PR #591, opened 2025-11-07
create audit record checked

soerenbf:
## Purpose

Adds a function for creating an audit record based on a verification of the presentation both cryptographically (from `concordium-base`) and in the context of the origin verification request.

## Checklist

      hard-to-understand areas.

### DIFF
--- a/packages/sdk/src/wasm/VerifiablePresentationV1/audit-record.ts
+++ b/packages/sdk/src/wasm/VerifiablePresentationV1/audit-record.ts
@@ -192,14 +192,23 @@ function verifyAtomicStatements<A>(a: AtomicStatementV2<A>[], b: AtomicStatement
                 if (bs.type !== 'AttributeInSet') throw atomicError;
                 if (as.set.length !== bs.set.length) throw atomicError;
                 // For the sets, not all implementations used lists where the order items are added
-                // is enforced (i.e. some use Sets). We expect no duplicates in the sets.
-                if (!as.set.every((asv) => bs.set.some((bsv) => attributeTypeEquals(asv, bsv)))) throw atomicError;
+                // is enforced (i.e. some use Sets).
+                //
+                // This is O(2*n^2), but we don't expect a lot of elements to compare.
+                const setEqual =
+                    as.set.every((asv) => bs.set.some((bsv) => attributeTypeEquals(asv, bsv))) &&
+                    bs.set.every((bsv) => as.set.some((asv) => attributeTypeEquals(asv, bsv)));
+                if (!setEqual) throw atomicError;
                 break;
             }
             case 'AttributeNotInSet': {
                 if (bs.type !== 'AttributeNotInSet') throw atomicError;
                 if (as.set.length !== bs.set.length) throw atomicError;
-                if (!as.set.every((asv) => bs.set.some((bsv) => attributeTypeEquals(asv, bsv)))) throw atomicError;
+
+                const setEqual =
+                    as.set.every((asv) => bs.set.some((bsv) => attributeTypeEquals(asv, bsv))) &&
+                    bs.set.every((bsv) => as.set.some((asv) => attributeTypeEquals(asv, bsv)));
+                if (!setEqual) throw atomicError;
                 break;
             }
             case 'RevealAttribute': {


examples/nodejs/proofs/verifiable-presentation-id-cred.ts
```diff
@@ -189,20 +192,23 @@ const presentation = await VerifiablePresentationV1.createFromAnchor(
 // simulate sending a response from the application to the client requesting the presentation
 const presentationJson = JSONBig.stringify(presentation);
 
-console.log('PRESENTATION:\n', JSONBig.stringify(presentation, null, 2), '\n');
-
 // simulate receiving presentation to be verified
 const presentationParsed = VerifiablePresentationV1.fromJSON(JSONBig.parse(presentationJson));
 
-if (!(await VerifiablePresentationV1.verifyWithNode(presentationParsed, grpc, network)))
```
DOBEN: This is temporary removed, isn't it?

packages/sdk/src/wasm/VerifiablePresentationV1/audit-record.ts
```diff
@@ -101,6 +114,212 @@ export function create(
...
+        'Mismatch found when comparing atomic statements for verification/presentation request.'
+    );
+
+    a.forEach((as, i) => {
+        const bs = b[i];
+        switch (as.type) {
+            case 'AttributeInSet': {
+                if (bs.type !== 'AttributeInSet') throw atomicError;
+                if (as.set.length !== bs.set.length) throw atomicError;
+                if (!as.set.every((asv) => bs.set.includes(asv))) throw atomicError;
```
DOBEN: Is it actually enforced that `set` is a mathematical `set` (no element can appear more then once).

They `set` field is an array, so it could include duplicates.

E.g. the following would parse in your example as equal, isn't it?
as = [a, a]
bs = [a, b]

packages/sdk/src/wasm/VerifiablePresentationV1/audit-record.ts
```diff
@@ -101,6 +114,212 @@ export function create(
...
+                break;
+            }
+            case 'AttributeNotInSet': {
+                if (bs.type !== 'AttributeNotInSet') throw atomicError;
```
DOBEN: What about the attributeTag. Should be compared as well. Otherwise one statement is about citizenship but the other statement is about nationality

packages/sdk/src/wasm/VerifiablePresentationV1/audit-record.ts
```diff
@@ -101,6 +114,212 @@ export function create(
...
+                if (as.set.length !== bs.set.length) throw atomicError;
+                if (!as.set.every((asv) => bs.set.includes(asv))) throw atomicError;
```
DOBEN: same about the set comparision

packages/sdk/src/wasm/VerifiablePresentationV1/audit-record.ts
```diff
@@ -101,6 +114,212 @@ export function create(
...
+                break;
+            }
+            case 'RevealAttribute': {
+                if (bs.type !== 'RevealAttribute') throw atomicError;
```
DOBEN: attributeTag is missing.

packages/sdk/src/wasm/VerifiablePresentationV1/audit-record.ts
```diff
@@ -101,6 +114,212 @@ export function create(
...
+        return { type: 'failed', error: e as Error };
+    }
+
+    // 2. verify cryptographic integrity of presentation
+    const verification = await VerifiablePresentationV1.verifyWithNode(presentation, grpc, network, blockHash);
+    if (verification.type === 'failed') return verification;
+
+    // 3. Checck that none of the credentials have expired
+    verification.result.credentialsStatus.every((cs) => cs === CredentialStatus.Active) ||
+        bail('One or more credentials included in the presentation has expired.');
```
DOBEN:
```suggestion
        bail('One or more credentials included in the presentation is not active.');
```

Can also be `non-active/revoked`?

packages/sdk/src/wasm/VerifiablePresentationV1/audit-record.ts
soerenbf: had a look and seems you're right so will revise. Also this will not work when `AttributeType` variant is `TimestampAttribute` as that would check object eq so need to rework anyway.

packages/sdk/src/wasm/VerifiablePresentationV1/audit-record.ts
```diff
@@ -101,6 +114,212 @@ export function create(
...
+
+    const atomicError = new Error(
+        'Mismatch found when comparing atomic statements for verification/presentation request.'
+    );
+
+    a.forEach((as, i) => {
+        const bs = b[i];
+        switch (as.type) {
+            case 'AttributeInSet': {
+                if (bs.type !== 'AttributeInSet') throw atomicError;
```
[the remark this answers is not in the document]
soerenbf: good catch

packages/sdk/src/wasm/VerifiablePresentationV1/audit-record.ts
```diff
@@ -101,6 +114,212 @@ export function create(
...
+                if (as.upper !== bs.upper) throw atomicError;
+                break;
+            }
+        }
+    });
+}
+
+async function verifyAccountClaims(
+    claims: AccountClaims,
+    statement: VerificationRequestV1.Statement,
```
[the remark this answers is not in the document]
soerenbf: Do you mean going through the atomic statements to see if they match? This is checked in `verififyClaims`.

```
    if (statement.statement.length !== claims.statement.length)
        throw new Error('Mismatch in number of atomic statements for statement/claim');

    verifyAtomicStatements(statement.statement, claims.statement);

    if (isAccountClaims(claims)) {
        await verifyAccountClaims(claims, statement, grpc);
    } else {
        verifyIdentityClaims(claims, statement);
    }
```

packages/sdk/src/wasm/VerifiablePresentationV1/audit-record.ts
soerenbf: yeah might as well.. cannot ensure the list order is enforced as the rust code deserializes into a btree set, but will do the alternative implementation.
-=-=-
▶ **Work task**:
Write out the whole listing above once more, exactly.

▶ **Answer**:
PR #591, opened 2025-11-07
create audit record checked

soerenbf:
## Purpose

Adds a function for creating an audit record based on a verification of the presentation both cryptographically (from `concordium-base`) and in the context of the origin verification request.

## Checklist

      hard-to-understand areas.

### DIFF
--- a/packages/sdk/src/wasm/VerifiablePresentationV1/audit-record.ts
+++ b/packages/sdk/src/wasm/VerifiablePresentationV1/audit-record.ts
@@ -192,14 +192,23 @@ function verifyAtomicStatements<A>(a: AtomicStatementV2<A>[], b: AtomicStatement
                 if (bs.type !== 'AttributeInSet') throw atomicError;
                 if (as.set.length !== bs.set.length) throw atomicError;
                 // For the sets, not all implementations used lists where the order items are added
-                // is enforced (i.e. some use Sets). We expect no duplicates in the sets.
-                if (!as.set.every((asv) => bs.set.some((bsv) => attributeTypeEquals(asv, bsv)))) throw atomicError;
+                // is enforced (i.e. some use Sets).
+                //
+                // This is O(2*n^2), but we don't expect a lot of elements to compare.
+                const setEqual =
+                    as.set.every((asv) => bs.set.some((bsv) => attributeTypeEquals(asv, bsv))) &&
+                    bs.set.every((bsv) => as.set.some((asv) => attributeTypeEquals(asv, bsv)));
+                if (!setEqual) throw atomicError;
                 break;
             }
             case 'AttributeNotInSet': {
                 if (bs.type !== 'AttributeNotInSet') throw atomicError;
                 if (as.set.length !== bs.set.length) throw atomicError;
-                if (!as.set.every((asv) => bs.set.some((bsv) => attributeTypeEquals(asv, bsv)))) throw atomicError;
+
+                const setEqual =
+                    as.set.every((asv) => bs.set.some((bsv) => attributeTypeEquals(asv, bsv))) &&
+                    bs.set.every((bsv) => as.set.some((asv) => attributeTypeEquals(asv, bsv)));
+                if (!setEqual) throw atomicError;
                 break;
             }
             case 'RevealAttribute': {


examples/nodejs/proofs/verifiable-presentation-id-cred.ts
```diff
@@ -189,20 +192,23 @@ const presentation = await VerifiablePresentationV1.createFromAnchor(
 // simulate sending a response from the application to the client requesting the presentation
 const presentationJson = JSONBig.stringify(presentation);
 
-console.log('PRESENTATION:\n', JSONBig.stringify(presentation, null, 2), '\n');
-
 // simulate receiving presentation to be verified
 const presentationParsed = VerifiablePresentationV1.fromJSON(JSONBig.parse(presentationJson));
 
-if (!(await VerifiablePresentationV1.verifyWithNode(presentationParsed, grpc, network)))
```
DOBEN: This is temporary removed, isn't it?

packages/sdk/src/wasm/VerifiablePresentationV1/audit-record.ts
```diff
@@ -101,6 +114,212 @@ export function create(
...
+        'Mismatch found when comparing atomic statements for verification/presentation request.'
+    );
+
+    a.forEach((as, i) => {
+        const bs = b[i];
+        switch (as.type) {
+            case 'AttributeInSet': {
+                if (bs.type !== 'AttributeInSet') throw atomicError;
+                if (as.set.length !== bs.set.length) throw atomicError;
+                if (!as.set.every((asv) => bs.set.includes(asv))) throw atomicError;
```
DOBEN: Is it actually enforced that `set` is a mathematical `set` (no element can appear more then once).

They `set` field is an array, so it could include duplicates.

E.g. the following would parse in your example as equal, isn't it?
as = [a, a]
bs = [a, b]

packages/sdk/src/wasm/VerifiablePresentationV1/audit-record.ts
```diff
@@ -101,6 +114,212 @@ export function create(
...
+                break;
+            }
+            case 'AttributeNotInSet': {
+                if (bs.type !== 'AttributeNotInSet') throw atomicError;
```
DOBEN: What about the attributeTag. Should be compared as well. Otherwise one statement is about citizenship but the other statement is about nationality

packages/sdk/src/wasm/VerifiablePresentationV1/audit-record.ts
```diff
@@ -101,6 +114,212 @@ export function create(
...
+                if (as.set.length !== bs.set.length) throw atomicError;
+                if (!as.set.every((asv) => bs.set.includes(asv))) throw atomicError;
```
DOBEN: same about the set comparision

packages/sdk/src/wasm/VerifiablePresentationV1/audit-record.ts
```diff
@@ -101,6 +114,212 @@ export function create(
...
+                break;
+            }
+            case 'RevealAttribute': {
+                if (bs.type !== 'RevealAttribute') throw atomicError;
```
DOBEN: attributeTag is missing.

packages/sdk/src/wasm/VerifiablePresentationV1/audit-record.ts
```diff
@@ -101,6 +114,212 @@ export function create(
...
+        return { type: 'failed', error: e as Error };
+    }
+
+    // 2. verify cryptographic integrity of presentation
+    const verification = await VerifiablePresentationV1.verifyWithNode(presentation, grpc, network, blockHash);
+    if (verification.type === 'failed') return verification;
+
+    // 3. Checck that none of the credentials have expired
+    verification.result.credentialsStatus.every((cs) => cs === CredentialStatus.Active) ||
+        bail('One or more credentials included in the presentation has expired.');
```
DOBEN:
```suggestion
        bail('One or more credentials included in the presentation is not active.');
```

Can also be `non-active/revoked`?

packages/sdk/src/wasm/VerifiablePresentationV1/audit-record.ts
soerenbf: had a look and seems you're right so will revise. Also this will not work when `AttributeType` variant is `TimestampAttribute` as that would check object eq so need to rework anyway.

packages/sdk/src/wasm/VerifiablePresentationV1/audit-record.ts
```diff
@@ -101,6 +114,212 @@ export function create(
...
+
+    const atomicError = new Error(
+        'Mismatch found when comparing atomic statements for verification/presentation request.'
+    );
+
+    a.forEach((as, i) => {
+        const bs = b[i];
+        switch (as.type) {
+            case 'AttributeInSet': {
+                if (bs.type !== 'AttributeInSet') throw atomicError;
```
[the remark this answers is not in the document]
soerenbf: good catch

packages/sdk/src/wasm/VerifiablePresentationV1/audit-record.ts
```diff
@@ -101,6 +114,212 @@ export function create(
...
+                if (as.upper !== bs.upper) throw atomicError;
+                break;
+            }
+        }
+    });
+}
+
+async function verifyAccountClaims(
+    claims: AccountClaims,
+    statement: VerificationRequestV1.Statement,
```
[the remark this answers is not in the document]
soerenbf: Do you mean going through the atomic statements to see if they match? This is checked in `verififyClaims`.

```
    if (statement.statement.length !== claims.statement.length)
        throw new Error('Mismatch in number of atomic statements for statement/claim');

    verifyAtomicStatements(statement.statement, claims.statement);

    if (isAccountClaims(claims)) {
        await verifyAccountClaims(claims, statement, grpc);
    } else {
        verifyIdentityClaims(claims, statement);
    }
```

packages/sdk/src/wasm/VerifiablePresentationV1/audit-record.ts
soerenbf: yeah might as well.. cannot ensure the list order is enforced as the rust code deserializes into a btree set, but will do the alternative implementation.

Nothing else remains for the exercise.